## WHAT THE EXERCISE ASKS
How many lines in the data below contain the word "libmamba"? State only the number.

## SOURCE DATA
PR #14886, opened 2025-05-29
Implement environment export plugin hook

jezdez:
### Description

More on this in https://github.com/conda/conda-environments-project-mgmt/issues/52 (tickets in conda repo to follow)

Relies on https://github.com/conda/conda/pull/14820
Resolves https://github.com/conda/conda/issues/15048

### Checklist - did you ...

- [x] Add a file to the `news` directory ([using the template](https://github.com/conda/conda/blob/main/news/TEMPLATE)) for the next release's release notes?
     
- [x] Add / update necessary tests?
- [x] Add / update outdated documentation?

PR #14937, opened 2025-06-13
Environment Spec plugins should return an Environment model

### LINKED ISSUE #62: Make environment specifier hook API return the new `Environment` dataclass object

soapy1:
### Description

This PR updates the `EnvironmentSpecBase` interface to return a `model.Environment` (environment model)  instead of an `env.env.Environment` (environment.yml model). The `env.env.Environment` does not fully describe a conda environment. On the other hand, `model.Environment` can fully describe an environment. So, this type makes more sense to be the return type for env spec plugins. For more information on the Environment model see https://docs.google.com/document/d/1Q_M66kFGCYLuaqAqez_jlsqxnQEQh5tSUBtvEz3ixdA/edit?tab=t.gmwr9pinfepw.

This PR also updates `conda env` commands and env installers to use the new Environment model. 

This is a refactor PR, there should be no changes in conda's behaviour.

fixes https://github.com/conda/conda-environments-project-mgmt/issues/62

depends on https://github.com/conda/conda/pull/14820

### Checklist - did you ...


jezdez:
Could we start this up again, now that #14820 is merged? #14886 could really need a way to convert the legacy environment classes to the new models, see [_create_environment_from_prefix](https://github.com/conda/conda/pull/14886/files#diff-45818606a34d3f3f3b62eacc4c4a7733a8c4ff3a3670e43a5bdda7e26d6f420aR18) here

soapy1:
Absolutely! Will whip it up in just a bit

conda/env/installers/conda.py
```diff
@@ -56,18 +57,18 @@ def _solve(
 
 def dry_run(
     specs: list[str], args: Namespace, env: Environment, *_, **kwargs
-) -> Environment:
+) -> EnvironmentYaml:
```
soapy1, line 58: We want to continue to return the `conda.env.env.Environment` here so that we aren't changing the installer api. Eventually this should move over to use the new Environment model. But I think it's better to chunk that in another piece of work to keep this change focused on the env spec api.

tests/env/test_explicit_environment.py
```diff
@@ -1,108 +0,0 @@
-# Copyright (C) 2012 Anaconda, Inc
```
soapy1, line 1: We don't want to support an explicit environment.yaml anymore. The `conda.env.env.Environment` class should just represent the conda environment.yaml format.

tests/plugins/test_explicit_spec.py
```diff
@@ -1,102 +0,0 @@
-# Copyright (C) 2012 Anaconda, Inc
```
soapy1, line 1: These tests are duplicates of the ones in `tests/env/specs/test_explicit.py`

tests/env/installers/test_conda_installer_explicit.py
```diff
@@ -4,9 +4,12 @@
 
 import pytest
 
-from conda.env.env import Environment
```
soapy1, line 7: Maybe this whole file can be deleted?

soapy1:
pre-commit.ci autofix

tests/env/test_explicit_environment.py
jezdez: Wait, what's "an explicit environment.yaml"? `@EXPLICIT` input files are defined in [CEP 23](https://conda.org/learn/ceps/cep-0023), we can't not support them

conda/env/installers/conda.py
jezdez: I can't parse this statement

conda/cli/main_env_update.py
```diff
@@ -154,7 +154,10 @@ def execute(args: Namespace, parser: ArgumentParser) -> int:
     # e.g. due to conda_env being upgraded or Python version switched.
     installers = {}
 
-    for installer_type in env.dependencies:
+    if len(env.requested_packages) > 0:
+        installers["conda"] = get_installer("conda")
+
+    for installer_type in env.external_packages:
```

* * *

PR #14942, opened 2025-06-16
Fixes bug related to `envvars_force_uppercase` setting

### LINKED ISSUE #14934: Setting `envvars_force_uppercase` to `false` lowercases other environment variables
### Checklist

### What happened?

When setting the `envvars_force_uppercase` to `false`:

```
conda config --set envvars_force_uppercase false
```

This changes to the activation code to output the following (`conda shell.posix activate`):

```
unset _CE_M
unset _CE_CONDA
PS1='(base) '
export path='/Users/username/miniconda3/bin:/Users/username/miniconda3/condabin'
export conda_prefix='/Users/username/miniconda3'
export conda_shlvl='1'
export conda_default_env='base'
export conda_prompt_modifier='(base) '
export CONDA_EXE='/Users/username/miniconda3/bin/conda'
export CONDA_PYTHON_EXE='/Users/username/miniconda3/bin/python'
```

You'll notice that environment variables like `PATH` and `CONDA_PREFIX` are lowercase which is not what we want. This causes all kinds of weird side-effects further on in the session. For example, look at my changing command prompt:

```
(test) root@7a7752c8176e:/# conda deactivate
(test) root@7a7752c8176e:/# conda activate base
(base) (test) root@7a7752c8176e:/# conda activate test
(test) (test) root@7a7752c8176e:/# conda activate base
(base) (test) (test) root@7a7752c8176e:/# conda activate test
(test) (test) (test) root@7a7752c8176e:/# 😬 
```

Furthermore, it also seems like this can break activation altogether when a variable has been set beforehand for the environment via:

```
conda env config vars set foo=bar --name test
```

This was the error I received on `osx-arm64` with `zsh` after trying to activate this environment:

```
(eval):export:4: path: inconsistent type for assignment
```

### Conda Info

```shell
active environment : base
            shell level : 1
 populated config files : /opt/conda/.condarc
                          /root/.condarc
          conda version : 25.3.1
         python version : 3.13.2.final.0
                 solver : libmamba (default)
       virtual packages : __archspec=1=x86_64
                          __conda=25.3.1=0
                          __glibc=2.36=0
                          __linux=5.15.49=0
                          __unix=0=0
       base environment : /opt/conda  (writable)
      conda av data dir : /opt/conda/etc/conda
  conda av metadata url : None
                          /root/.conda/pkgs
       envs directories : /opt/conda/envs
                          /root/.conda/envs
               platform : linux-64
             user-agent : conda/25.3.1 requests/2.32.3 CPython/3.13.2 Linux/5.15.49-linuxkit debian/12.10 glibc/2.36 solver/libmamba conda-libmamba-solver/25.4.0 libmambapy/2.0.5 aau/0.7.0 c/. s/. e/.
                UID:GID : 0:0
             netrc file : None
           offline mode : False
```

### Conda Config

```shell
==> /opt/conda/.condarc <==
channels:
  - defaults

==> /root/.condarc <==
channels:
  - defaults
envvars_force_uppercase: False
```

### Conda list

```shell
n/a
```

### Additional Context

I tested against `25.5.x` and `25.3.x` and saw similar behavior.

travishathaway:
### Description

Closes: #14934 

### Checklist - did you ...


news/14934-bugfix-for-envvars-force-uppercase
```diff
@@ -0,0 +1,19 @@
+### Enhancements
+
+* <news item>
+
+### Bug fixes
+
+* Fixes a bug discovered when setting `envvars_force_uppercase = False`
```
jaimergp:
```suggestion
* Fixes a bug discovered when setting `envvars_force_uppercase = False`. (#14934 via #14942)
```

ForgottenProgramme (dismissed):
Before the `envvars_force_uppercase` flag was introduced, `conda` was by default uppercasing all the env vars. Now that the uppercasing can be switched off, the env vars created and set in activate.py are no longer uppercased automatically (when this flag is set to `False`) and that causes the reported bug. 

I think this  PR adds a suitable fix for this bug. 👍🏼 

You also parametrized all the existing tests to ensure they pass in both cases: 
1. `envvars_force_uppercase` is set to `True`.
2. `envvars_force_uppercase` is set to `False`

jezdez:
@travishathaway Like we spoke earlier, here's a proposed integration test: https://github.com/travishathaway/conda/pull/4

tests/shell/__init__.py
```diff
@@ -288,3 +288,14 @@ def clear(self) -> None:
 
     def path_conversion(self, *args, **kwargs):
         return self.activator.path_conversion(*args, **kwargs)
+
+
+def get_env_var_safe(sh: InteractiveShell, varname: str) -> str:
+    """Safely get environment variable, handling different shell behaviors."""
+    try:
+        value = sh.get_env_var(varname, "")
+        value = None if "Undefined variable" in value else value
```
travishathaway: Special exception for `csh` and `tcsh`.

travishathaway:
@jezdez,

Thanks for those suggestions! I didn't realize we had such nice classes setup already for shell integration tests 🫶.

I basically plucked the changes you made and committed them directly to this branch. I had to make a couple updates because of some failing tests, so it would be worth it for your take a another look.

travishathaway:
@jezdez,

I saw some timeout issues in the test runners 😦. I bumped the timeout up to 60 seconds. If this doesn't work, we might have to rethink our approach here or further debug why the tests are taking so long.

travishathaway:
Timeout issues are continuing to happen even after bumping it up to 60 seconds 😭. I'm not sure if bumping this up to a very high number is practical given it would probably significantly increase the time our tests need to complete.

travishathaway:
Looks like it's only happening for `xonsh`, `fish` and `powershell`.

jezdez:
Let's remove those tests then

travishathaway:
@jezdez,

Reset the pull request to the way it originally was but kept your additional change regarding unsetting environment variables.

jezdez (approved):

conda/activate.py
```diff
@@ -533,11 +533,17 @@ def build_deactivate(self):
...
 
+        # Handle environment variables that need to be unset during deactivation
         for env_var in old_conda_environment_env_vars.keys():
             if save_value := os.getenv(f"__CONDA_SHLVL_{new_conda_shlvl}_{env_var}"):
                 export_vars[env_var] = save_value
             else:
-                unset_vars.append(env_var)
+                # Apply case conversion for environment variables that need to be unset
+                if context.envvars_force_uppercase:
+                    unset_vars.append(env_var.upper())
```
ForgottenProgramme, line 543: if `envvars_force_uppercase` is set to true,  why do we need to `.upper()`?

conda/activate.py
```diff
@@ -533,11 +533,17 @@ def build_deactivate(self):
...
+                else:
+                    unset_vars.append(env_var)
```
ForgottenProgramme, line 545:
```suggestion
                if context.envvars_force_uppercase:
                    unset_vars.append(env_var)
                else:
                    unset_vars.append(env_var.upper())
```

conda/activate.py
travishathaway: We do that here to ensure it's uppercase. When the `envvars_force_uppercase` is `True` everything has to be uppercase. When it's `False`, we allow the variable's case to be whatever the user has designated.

## YOUR SOLUTION
2